Malaysia Economy For Q2 2020 Contracted By 17.1%, Worst Since 1998

KUALA LUMPUR, MALAYSIA – MARCH 25, 2020: A night view of almost empty Bukit Bintang area as the government imposed a Movement Control Order (MCO) nationwide to combat the COVID-19 outbreak.

Malaysia’s economy contracted by 17.1% in Q2 2020 – a worse than expected outcome and the worst contraction since the 1998 Asian Financial Crisis, where the nation’s economy shrank 11.2% in the fourth quarter.

Analysts have expected a sharp decline in the country’s GDP for Q2 2020, a period where the nation had been in multiple phases of lockdown or Movement Control Orders (MCO) in a bid to stem the spread of Covid-19. However, the contraction is worse than many analysts’ predictions, from MIDF’s -7.2% to even Bloomberg’s more pessimistic -10.2%. Quarter-on-quarter, the economy shrank by 16.5%.

In fact, Malaysia’s Q2 2020 economic contraction was even worse than neighbouring countries; Singapore’s Q2 2020 was recorded at -12.6% year-on-year, while the Philippines also recently announced a -16.5% growth year-on-year.

(Source: DoSM)

The major production sectors were hit hard in Q2 2020, and some substantially worse than others. The construction and mining and quarrying sectors were especially hit hard in the last quarter, shrinking 44.5% and 20.0% respectively. The services industry, which makes up 57.8% of the nation’s economy, shrank 16.2%. The only sector that surprisingly recorded growth was in agriculture, with a positive 1.0% growth.

“The government’s main priority was to ensure the health and safety of the Malaysians. The implementation of the MCO, Conditional MCO and Recovery MCO in containing the widespread of Covid-19 pandemic have affected the overall Malaysia’s economic activities, ” Datuk Seri Dr Mohd Uzir Mahidin, the Chief Statistician of Malaysia said.

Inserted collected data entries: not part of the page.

PR #387, opened 2022-04-21
update applepay utils

andyfen:
update applepay utils file + tests

- add default params to handle undefined on mapping functions
- use optional chaining
- update to es6 methods


src/payment-flows/applepay/utils.js
```diff
@@ -15,29 +19,23 @@ type ValidNetworks = {|
...
+        jcb:            'jcb'
+    };
 
     const validIssuers = [];
+
     function validateIssuers(issuer : string) : ?ApplePaySupportedNetworks {
         const network = issuer.toLowerCase().replace(/_/g, '');
-        if (Object.keys(validNetworks).indexOf(network) !== -1) {
+
+        if (Object.keys(validNetworks).includes(network)) {
```
mnicpt, line 38: @andyfen Make sure we are supporting `includes` in this repo.  I remember using before and recall it wasn't.

src/payment-flows/applepay/utils.js
```diff
@@ -77,32 +75,24 @@ function getShippingContactFromAddress(shippingAddress : ?ShippingAddress) : App
...
-    }
-
-    const result = [ ...shippingMethods ].sort(method => {
+export function getApplePayShippingMethods(shippingMethods : $ReadOnlyArray<ShippingMethod> = []) : $ReadOnlyArray<ApplePayShippingMethod> {
+    return [ ...shippingMethods ].sort(method => {
         return method.selected ? -1 : 0;
     }).map(method => {
         return {
-            amount:     method.amount && method.amount.currencyValue ? method.amount.currencyValue : '0.00',
+            amount:     method?.amount?.currencyValue || '0.00',
```
mnicpt, line 83: @andyfen Also just double-check on optional chaining as well.

src/payment-flows/applepay/utils.js
andyfen: this code is only ever ran on safari browsers supporting applepay version 4, so we are all good for the es6 stuff.

src/payment-flows/applepay/utils.js
andyfen: based on the use case safari only we are good with support for this

andyfen: Screen Shot 2022-04-22 at 12 04 31 PM
safari relative usage is 99.77%

PR #390, opened 2022-04-22
Proposal to notify parent.onError

borodovisin:
### Description
The PR contains the changes to notify the `window.xprops.onError` when the server response fails in order to notify the JS SDK on the source client site.

The idea is to catch any error on the server and return an HTML page containing the JS SDK to enable communication between the requested resources and the parent window through the `xprops.onError` mechanism from Zoid.

Please refer to this [ticket](https://engineering.paypalcorp.com/jira/browse/DTPPSDK-725)

❤️  Thank you!


server/lib/util.js
```diff
@@ -264,3 +275,69 @@ export function getCSPNonce(res : ExpressResponse) : string {
...
+}
+
+/**
+ * Handler for server error. If the `meta.getSDKLoader` function is not available
+ * the response will be a text and not an HTML page
+ *
+ * @param {ErrorArgument} param0 the needed information to track and handle the errors
+ * @returns the response error
+ */
+export function serverErrorHandler ({ req, res, err, logger, meta } : ErrorArgument) : void {
```
gregjopa, line 321: I'd like to suggest renaming this function to `errorCodeHandler()`, assuming that's a pattern we want to extend. We do have `req.query.sdkMeta` available to us from the `req` param so I'd like to avoid having to pass `meta` though. Instead, the error handler could try unpacking and validating it and then calling onError() when it's valid.

```suggestion
export function errorCodeHandler ({ req, res, err, logger } : ErrorArgument) : void {
```

server/lib/util.js
```diff
@@ -264,3 +275,69 @@ export function getCSPNonce(res : ExpressResponse) : string {
...
+    if (typeof meta?.getSDKLoader !== 'function') {
+        throw new TypeError('Missing "getSDKLoader" function in meta');
+    }
+    const cspNonce = getCSPNonce(res);
+    const pageHTML = `<!DOCTYPE html>
+        <head></head>
+        <body data-nonce="${ cspNonce }">
+            ${ meta.getSDKLoader({ nonce: cspNonce }) }
+            <script nonce="${ cspNonce }">
+                window?.xprops?.onError("${ err.message }");
```
gregjopa, line 307:
```suggestion
                if (window.xprops && xprops.onError) {
                    window.xprops.onError(err.message);
                }
                
```

server/lib/util.js
```diff
@@ -264,3 +275,69 @@ export function getCSPNonce(res : ExpressResponse) : string {
...
+            </script>
+        </body>`;
```
gregjopa, line 309:
```suggestion
        </body></html>`;
```

PR #393, opened 2022-04-25
[no merge] remove applepay errorhandling for shipping fields

andyfen:
out the box 
```
requiredShippingContactFields: [
            'postalAddress',
            'name',
            'phone',
            'email'
        ],
```
gives required field validation, so there is no need to have additional checks individually for these fields.


andyfen:
closing as it looks like we do actually need individual checks when loaded from checkout session

PR #395, opened 2022-04-26
applepay fix flow issues

andyfen:
fix some flow issues casting undeclared types to any.


src/payment-flows/applepay/applepay.js
```diff
@@ -98,22 +98,22 @@ function initApplePay({ props, payment, serviceData } : InitOptions) : PaymentFl
         if ((shipping && !isZeroAmount(shipping)) || isPickup) {
             newLineItems.push({
                 label:  shippingLabel || 'Shipping',
-                amount: shipping
+                amount: shipping || '0.00'
```
mnicpt, line 101: @andyfen Seems like this would read better like this: `amount: isPickup ? '0.00' : shipping`

src/payment-flows/applepay/applepay.js
```diff
@@ -138,7 +138,7 @@ function initApplePay({ props, payment, serviceData } : InitOptions) : PaymentFl
                 return ZalgoPromise.resolve(update);
             }
 
-            const { errors, shipping_address } = validateShippingContact(shippingContact);
+            const { errors, shipping_address } = validateShippingContact(shippingContact || {});
```
mnicpt, line 141:
```suggestion
            const { errors, shipping_address } = validateShippingContact(shippingContact) || {};
```

src/payment-flows/applepay/applepay.js
andyfen: shipping would still be optional 
Screen Shot 2022-04-27 at 11 35 01 AM
and need a fallback still to work
Screen Shot 2022-04-27 at 11 35 31 AM
problem i see also is that would make the assumption pickup is 0.00, it might possibly not be that

andyfen: shipping would still be optional 
Screen Shot 2022-04-27 at 11 35 01 AM
and need a fallback still to work
Screen Shot 2022-04-27 at 11 35 31 AM
problem i see also is that would make the assumption pickup is 0.00, it might possibly not be that

src/payment-flows/applepay/applepay.js
andyfen: because `shippingContact` could be undefined it needs this or its checking for object values on undefined  https://github.com/paypal/paypal-smart-payment-buttons/blob/main/src/payment-flows/applepay/utils.js#L202-L236

src/payment-flows/applepay/applepay.js
mnicpt: But the condition checks for not a zero amount so shouldn't happen: `!isZeroAmount(shipping)`

src/payment-flows/applepay/applepay.js
mnicpt: Then `validateShippingContact` should handle it and return undefined and then it will go to `{}`. If not that path we should be setting default values in the method params and not passed into the method.

src/payment-flows/applepay/applepay.js
andyfen: and the value would be overwritten to '0.00' even if it wasn't that

src/payment-flows/applepay/applepay.js
andyfen: i've made `shippingContact`optional and unwrapped the values in `validateShippingContact` fn

src/payment-flows/applepay/applepay.js
mnicpt: Condition 1: If shipping is truth and it is NOT a zero amount, then the amount is the shipping amount.
Condition 2: If NOT shipping OR if shipping AND IS a zero amount, then the amount is 0.00.
Condition 3:  If shipping is truth and it is NOT a zero amount AND isPickup is true, then show shipping amount. **(this is incorrect)**
Condition 4: If NOT shipping OR if shipping AND IS a zero amount AND isPickup is true, then show 0.00.

Because Condition 3 could happen, and the result would be to show the shipping, I think we need to separate this out into two conditions or rewrite the condition like this and have the `isZeroAmount` return false if shipping is null or undefined.

```
if (isZeroAmount(shipping) || isPickup) {
  ...
  amount: '0.00'
} else {
  amount: shipping
}
```

andyfen: by that if it is a zero amount it will be displayed, we don't want to display zero amounts unless it is PICKUP

andyfen: by that if it is a zero amount it will be displayed, we don't want to display zero amounts unless it is PICKUP

andyfen:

As a result, the economy contracted considerably but the country has largely contained the spread of Covid-19, which has allowed the country to gradually re-open the economy. The two economic stimulus packages, namely Prihatin and Penjana, have also softened the economic blow – and will likely prevent a technical recession from occurring in Malaysia (which is defined as two consecutive quarters of negative growth in GDP).

malaysian public

Both the Department of Statistics Malaysia (DoSM) and Bank Negara Malaysia are expecting a gradual recovery of the Malaysian economy in the second half of the year. In fact, since the Conditional Movement Control Order (CMCO) was enforced, there have already been indicators of a rebound in key economic indicators.

As such, BNM is forecasting the Malaysian economy to grow between -3.5% to -5.5% in 2020, before rebounding into positive territory in the range of 5.5% to 8.0% in 2021. The central bank, however, warned that the economic outlook will still be affected by global oil and commodity prices in addition to developments around Covid-19.